大山遥远(三章)

琶笛
采摘芒果的季节
 
采摘芒果的季节,正是我三岁弱小的侄儿哭闹的季节。
每天清早,他从苏醒的板床上跳下,哭声立即往山外甩去。
走进厨房,他敲响清凉的空锅。
跑到村口,他向山的方向,喊着寻找爸妈。
这个季节,村庄总是空空的放大,可装不下一个孩子的声音。
连同我笨拙的文字,也无法安稳坐上纸面。
哦,采摘芒果的季节,漫山飘香。
侄儿看着晚归的爸妈。看着一车又一车的收成运送出去。
看着从没见过的庞大的卡车,侄儿笑了。
鼓足瘦小的脚力,追赶着,欢呼着。
灰尘滚滚,沸腾了整个村庄坎坎坷坷的色彩......
 
遥想稻香
 
丰收季节,又想起稻香。
同在一片蓝天下,故乡的山,为什么山峦叠连?
在城市的墙里外,我望不穿稻香归家的路。
思乡的殷勤,却横掠着故乡的流云,跻过都市的繁闹,托付喷喷的稻香,游走心间。
这刻,我极想把她装进脑海,不再让她离去。
白天,故乡的父老是在头顶烈焰当空,还是举起稻香的酒杯歌唱?
夜间,又有谁知道故乡的人,此时安眠入睡,还是通夜盘算稻香的心事?
远离故乡,想起稻香,我只能想起稻香焕发的味道。
但愿稻香,也会深透往年不减的意韵,舞蹈在故乡的山顶之上。
天,是蓝的。
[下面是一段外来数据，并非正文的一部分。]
PR #402, opened 2016-06-09
Q029 + Predicate Geo

### LINKED ISSUE #211: Validation (2017): Q029 (MSA/MD,State,County,Census Tract)
**Edit #:** Q029
**Type:** Quality
**Column:** MSA/MD,State,County,Census Tract

If the reported state/county combination (when county is small and reported tract equals NA), or state/county/census tract combination is valid then the MSA/MD should not = NA.

Additional resources:

### LINKED ISSUE #369: Improve Geography Edit Checks
Taken from https://github.com/cfpb/hmda-platform/pull/363#discussion_r65217557:

> I notice that we have a bunch of similar lookup methods happening to the `CBSATractLookup` values, and scattered around the rules. I wonder whether there's something common and useful to extract. Doesn't necessarily have to be in this PR, but seems worth considering.

kgudel:
I'm putting this up as WIP because its a bit of a doozy and the code is all there given a correct interpretation. This pull request moves all the geo logic into PredicateGeo and closes #211 . 

For Q029 I have coded against the intention, as I understand it, with help from Debbie, instead of against the edit text. The edit as I have coded should say similar to:
If the report state/county combination is in an MSA then MSA should not = "NA". I have removed the tract combination entirely because, in my understanding, MSAs are comprised of counties, and so all tracts within a county will be in the same MSA or they will all not be in an MSA. @debseidner it would be great if you could confirm my interpretation of the edit.

I believe that this also closes #369


debseidner:
@kgudel LARs should appear on this edit if the loan was "reported with NA in the MSA/MD field; However, according to the reported state, county and census tract, the property is in a valid MSA/MD." It therefore seems like tract should factor into this. Can you add that back in?

Something else to consider is that we need to confirm that the census tract/state/county combo is not in a valid micropolitan statistical area. Micropolitan statistical areas are not part of HMDA. So if there is a valid combination but the MSA is actually a micropolitan statistical area, the NA in the MSA/MD field is valid. This was something we had wrong in Pilot.

Per the edit document:
"NA combination can be reported on property located outside the metropolitan statistical area/metropolitan division in which an institution has a home or branch office, or outside any metropolitan statistical area/metropolitan division...NA is not valid except in those cases where the property is located in a Micropolitan Statistical Area or is not located in any Metropolitan or Micropolitan Statistical Area; and in those examples, NA would only be reported in the MSA/MD column and the appropriate state, county, and census tract numbers would be reported."

kgudel:
@feomike are tracts important to determine MSA/MD?

Kibrael:
I think you can determine MSA/MD from the state/county combination.

validation/src/main/scala/hmda/validation/dsl/PredicateGeo.scala
```diff
@@ -0,0 +1,114 @@
...
+    (cbsa.geoIdMsa, cbsa.state, cbsa.county)
+  }.filter(x => x._1 != "").map { x =>
+    (x._2, x._3)
+  }.toSet
+
+  val hasMdSet = cbsaTracts.map { cbsa =>
+    (cbsa.metDivFp, cbsa.state, cbsa.county)
+  }.filter(x => x._1 != "").map { x =>
+    (x._2, x._3)
+  }.toSet
```
lgdean: `hasMsaSet` and `hasMdSet` seem unused. Leftovers from a previous approach, or something else?

validation/src/main/scala/hmda/validation/dsl/PredicateGeo.scala
```diff
@@ -0,0 +1,114 @@
...
+    (cbsa.GEOIOD, cbsa.MEMI)
+  }.filter(x => x._2 == 1).map { x =>
+    x._1
+  }
+
+  val hasMsaNotMicroSet = cbsaTracts.map { cbsa =>
+    (cbsa.geoIdMsa, cbsa.state, cbsa.county)
+  }.filter(x => MsaNotMicro.contains(x._1)).map { x =>
+    (x._2, x._3)
+  }.toSet
```
lgdean: I propose something like:
```scala
  private val msaNotMicro = cbsaMetroMicro.filter(x => x.MEMI == 1).map { x => x.GEOIOD }.toSet
  val hasMsaNotMicroSet = cbsaTracts.filter(x => msaNotMicro.contains(x.geoIdMsa)).map { x =>
    (x.state, x.county)
  }.toSet
```
Maybe the second can also be private, and maybe you'd want to use underscore instead of `x` in some of those places, but that's the basic idea: do the mapping and then the tuple-ing so the names are still meaningful, and make sure the first one is a Set.

validation/src/main/scala/hmda/validation/dsl/PredicateGeo.scala
```diff
@@ -0,0 +1,114 @@
...
+  val smallCounties = cbsaTracts
+    .filter { cbsa => cbsa.smallCounty == 1 }
+    .map { cbsa => (cbsa.state, cbsa.county) }
+    .toSet
+
+  implicit def smallCounty: Predicate[Geography] = new Predicate[Geography] {
+    override def validate: (Geography) => Boolean = _.asInstanceOf[AnyRef] match {
+      case geo: Geography => smallCounties.contains((geo.state, geo.county))
+      case _ => false
+    }
```
lgdean: I prefer something like this (or perhaps even less code could work, but this certainly does):
```scala
    override def validate: (Geography) => Boolean = (geo) => smallCounties.contains((geo.state, geo.county))
```
Same deal for all the following predicates.
This may also improve the code coverage numbers. ;-)

validation/src/main/scala/hmda/validation/rules/lar/quality/Q029.scala
```diff
@@ -0,0 +1,19 @@
...
+import hmda.validation.dsl.Result
+import hmda.validation.rules.EditCheck
+import hmda.validation.dsl.PredicateCommon._
+import hmda.validation.dsl.PredicateSyntax._
+import hmda.validation.dsl.PredicateGeo._
+
+object Q029 extends EditCheck[LoanApplicationRegister] {
+  override def apply(lar: LoanApplicationRegister): Result = {
+    val geo = lar.geography
+    when(geo is shouldHaveMsa) {
```
lgdean: Hm. This doesn't quite read well, and it puts the logic of the rule outside of the rule. (If I understand correctly, the only reason it should have an MSA is because of Q029.) Is there a way to name the predicate that describes what it actually checks? (And, perhaps more challenging: ... while not being ridiculously long?)

validation/src/main/scala/hmda/validation/rules/lar/validity/V290.scala
```diff
@@ -1,36 +1,19 @@
...
-  val cbsaTracts = CBSATractLookup.values
-
-  val validCombinations = cbsaTracts.map { cbsa =>
-    (cbsa.state, cbsa.county, cbsa.geoIdMsa)
-  }.toSet
-
-  val validMdCombinations = cbsaTracts.map { cbsa =>
-    (cbsa.state, cbsa.county, cbsa.metDivFp)
-  }.toSet
-
```
lgdean: I very much like that you moved this stuff out of here, and into a shared place with similar code.

validation/src/main/scala/hmda/validation/rules/lar/validity/V290.scala
```diff
@@ -1,36 +1,19 @@
...
-    val county = input.geography.county
-
-    val combination = (state, county, msa)
-
-    when(msa not equalTo("NA")) {
-      (combination is containedIn(validCombinations)) or
-        (combination is containedIn(validMdCombinations))
+  override def apply(lar: LoanApplicationRegister): Result = {
+    when(lar.geography.msa not equalTo("NA")) {
+      lar.geography is validStateCountyMsaCombination
```
lgdean: I'm somewhat less convinced of this part (just this one line, I mean -- the rest is good). I think "valid" is a bit vague in that predicate, because it's specifically about this one rule, V290.  I don't know whether I'd prefer just a different naming, or two predicates, or what. But I do feel like the logic is a bit obscured. (You may be able to convince me it's fine, though.)

validation/src/main/scala/hmda/validation/dsl/PredicateGeo.scala
```diff
@@ -0,0 +1,114 @@
...
+  }.toSet
+
+  val validStateCountyCombinationSet = cbsaTracts.map { cbsa =>
+    (cbsa.state, cbsa.county)
+  }.toSet
+
+  val smallCounties = cbsaTracts
+    .filter { cbsa => cbsa.smallCounty == 1 }
+    .map { cbsa => (cbsa.state, cbsa.county) }
+    .toSet
```
lgdean: I find this one quite readable, for example.

And here's a question: do we want it private? I vote yes, because it's pairs of strings, which doesn't seem great for outside code to deal with (state and county? county and state?), but there may be reasons to do it this way.

validation/src/main/scala/hmda/validation/dsl/PredicateGeo.scala
kgudel: These are left over, will remove.

validation/src/main/scala/hmda/validation/dsl/PredicateGeo.scala
kgudel: I like this change a lot, good to remove the unnecessary command in msaNotMicro, and making the val private is a good change that I had not considered.

validation/src/main/scala/hmda/validation/dsl/PredicateGeo.scala
kgudel: You are a rockstar. I was looking for exactly this!

validation/src/main/scala/hmda/validation/rules/lar/validity/V290.scala
kgudel: What would you say to the word `existing` as in `existingStateCountyCombination`? What I want to say is that that combination of State, County, and MSA is a real place.

schbetsy:
@kgudel Would you mind putting your current interpretation of Q029 into #211 ? That would make it easier to make sure we have consensus about how this edit should work.

validation/src/main/scala/hmda/validation/rules/lar/validity/V290.scala
lgdean: Hm. Now I see what you mean, and I think it's OK. I am however starting to wonder about the various meanings of `Msa` in the predicates, but that's a comment for another line.

model/src/main/scala/hmda/model/census/CBSAMetroMicroLookup.scala
```diff
@@ -0,0 +1,54 @@
...
+        INTPTLAT,
+        INTPTLON
+      )
+    }.toSeq
+  }
+}
+
+case class CBSAMetroMicro(
+  CBSAFP: String,
+  GEOIOD: String,
```
lgdean: Is this a value that is (potentially) the same sort of thing as a `CBSATract.geoIdMsa`? Because if so, then I suspect it is mis-spelled (extra `O`), and something like `geoId` would be better.

And probably in general, we want to use a camel case naming convention more like in `CBSATract`.  (And we may want to start using an explicit style guide, but that's outside the scope of this PR.)

model/src/main/scala/hmda/model/census/CBSAMetroMicroLookup.scala
```diff
@@ -0,0 +1,54 @@
...
+  name: String,
+  nameLSAD: String,
+  LSAD: String,
+  MEMI: Int,
+  MTFCC: String,
+  ALAND: String,
+  AWATER: String,
+  INTPTLAT: String,
+  INTPTLON: String
```
lgdean: What are these? I was able to find MEMI and it makes sense, particularly in context, but the rest are mysterious (and not explained in the same place, alas). I understand it's something about land vs water (area, perhaps, if my search helped), and I'd guess latitude and longitude, but it's still pretty opaque. I suspect a quick pointer to definitions would clear things up. (I might still ask whether we need it in the code right now, but you may have looked ahead in ways that I have not. Normally I'm all about YAGNI, but if we *are* gonna need it then yes please, let's document what each field is, in code.)

validation/src/main/scala/hmda/validation/rules/lar/validity/V300.scala
```diff
@@ -1,66 +1,35 @@
...
-    val validCensusTractCombination = when(msa not equalTo("NA")) {
-      (allCombination is containedIn(validMsaCombination)) or
-        (allCombination is containedIn(validMdCombination))
-    }
-
-    val tractStateCountyCombination = when(msa is equalTo("NA")) {
-      stateCountyCombination is containedIn(validStateCountyCombination)
-    }
-
     val validFormat = tract is validCensusTractFormat
```
lgdean: `validFormat` is calculated here, but then used in only one of the branches below.

validation/src/main/scala/hmda/validation/rules/lar/validity/V300.scala
```diff
@@ -1,66 +1,35 @@
...
-
     when(tract not equalTo("NA")) {
       validFormat and
-        validCensusTractCombination and
-        tractStateCountyCombination
+        when(msa not equalTo("NA")) {
+          (lar.geography is validCompleteCombination)
+        } and
+        when(msa is equalTo("NA")) {
+          (lar.geography is validStateCountyTractCombination)
```
lgdean: My IDE complains about unnecessary parens, here and on line 25. I guess I agree, though not as strongly as in some earlier cases.

model/src/main/scala/hmda/model/census/CBSAMetroMicroLookup.scala
```diff
@@ -0,0 +1,54 @@
...
+import java.io.File
+
+import scala.io.Source
+
+object CBSAMetroMicroLookup {
+  val values: Seq[CBSAMetroMicro] = {
+    val lines = Source.fromFile(new File("model/src/main/resources/tl_2013_us_cbsa.csv")).getLines
+    lines.map { line =>
+      val values = line.split('|').map(_.trim)
+      val CSAFP = values(0)
```
lgdean: This val is unused. I may have more to say about that based on the outcome of other parts, but I'm noting it now so we don't forget.

validation/src/main/scala/hmda/validation/dsl/PredicateGeo.scala
```diff
@@ -0,0 +1,87 @@
...
+  }
+
+  implicit def validStateCountyMsaCombination: Predicate[Geography] = new Predicate[Geography] {
+    override def validate: (Geography) => Boolean = (geo) =>
+      validMsaCombinationSetNoTract.contains((geo.msa, geo.state, geo.county)) ||
+        validMdCombinationSetNoTract.contains((geo.msa, geo.state, geo.county))
+    override def failure: String = "state, county, msa, and census tract combination is not valid"
+  }
+
+  implicit def stateCountyCombinationInMsa: Predicate[Geography] = new Predicate[Geography] {
```
lgdean: So. Here, `Msa` seems to mean a metropolitan, not micropolitan, statistical area.
But in the previous predicate, `Msa` seems to mean MSA (either kind) or MD.
We probably want different names for these concepts.

validation/src/main/scala/hmda/validation/dsl/PredicateGeo.scala
```diff
@@ -0,0 +1,87 @@
...
+    (cbsa.geoIdMsa, cbsa.state, cbsa.county)
+  }.toSet
+
+  private val validMdCombinationSetNoTract = cbsaTracts.map { cbsa =>
+    (cbsa.metDivFp, cbsa.state, cbsa.county)
+  }.toSet
+
+  private val MsaNotMicro = cbsaMetroMicro
+    .filter(_.MEMI == 1)
+    .map { _.GEOIOD }
```
lgdean: This probably should be a Set, though I haven't measured anything.  (And for that matter, I don't know whether anything here is the most efficient algorithm, and it'd be premature to do much optimizing.  Still, I suspect a Set would be good, and certainly the code would look simpler if everything is a Set. Otherwise it invites the question, why not this one?)

Also, names.  I was about to suggest making this one start with a lower-case letter, but perhaps these are actually all constants and it'd be better to change all the others!  Hm.

validation/src/main/scala/hmda/validation/dsl/PredicateGeo.scala
```diff
@@ -0,0 +1,87 @@
...
+  implicit def validStateCountyTractCombination: Predicate[Geography] = new Predicate[Geography] {
+    override def validate: (Geography) => Boolean = (geo) =>
+      validStateCountyTractCombinationSet.contains((geo.state, geo.county, geo.tract))
+    override def failure: String = "state, county, and census tract combination is not valid"
+  }
+
+  implicit def validCompleteCombination: Predicate[Geography] = new Predicate[Geography] {
+    override def validate: (Geography) => Boolean = (geo) =>
+      validMsaCombinationSet.contains((geo.msa, geo.state, geo.county, geo.tract)) ||
+        validMdCombinationSet.contains((geo.msa, geo.state, geo.county, geo.tract))
```
lgdean: I kinda want to pull that tuple out into a variable. I'm not sure it'd actually read better, though.

For that matter, a lot of this code is really very similar. But I don't currently have a suggestion for what (if anything) to do about that.

validation/src/main/scala/hmda/validation/dsl/PredicateGeo.scala
```diff
@@ -0,0 +1,87 @@
...
+    override def failure: String = "state, county, msa, and census tract combination is not valid"
```
lgdean: These failure messages are not all correct. But see #409; it may not matter.

schbetsy: Yep, #409 is merged, so when you pull in changes from master, you can remove the `override def failure` for each `Predicate`.

validation/src/main/scala/hmda/validation/dsl/PredicateGeo.scala
kgudel: I looked at both and I think I find it more readable without pulling the tuple out but its pretty ambiguous.

validation/src/main/scala/hmda/validation/dsl/PredicateGeo.scala
kgudel: MSA now always mean metro or micro area.

model/src/main/scala/hmda/model/census/CBSAMetroMicroLookup.scala
```diff
@@ -0,0 +1,56 @@
...
+      val areaWater = values(9)
+      val internalPointLat = values(10)
+      val internalPointLon = values(11)
+
+      CBSAMetroMicro(
+        combinedCode,
+        metroOrMicroCode,
+        geoId,
+        name,
+        legalStatname,
```
schbetsy: Should the 'n' should be capitalized, to make this `legalStatName`? (I'm unsure, since there are lots of complexities of geocoding that I don't understand yet. But using words for these variables instead of acronyms is really helpful!)

schbetsy:
LGTM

月,是亮的。
 
台风吹来的记忆
 
那年秋季的某天早上,阳光浪漫。
跳过午后的刹那,一场超强台风,说来就急着来了。
小小的海岛被风洗刷,淋漓尽致。
当天,只有我的母亲一人在家。
远在他乡打工的父亲和我,内心比台风更乱。
心跳一级比一级长高。
母亲的电话信号丢了,台风还没倒下。
入夜,我们一直不敢睡着。
等待母亲的电话,终于来了。
母亲说,寨前那片稻田,吐着台风的恶水。
年迈的树和房屋的瓦,全都剃光了头。
我慢慢地听着。父亲静静地想着。
台风呼呼作乐,母亲的声音,满含风雨。
如同迷乱的洪流,淹没一个秋天的节日。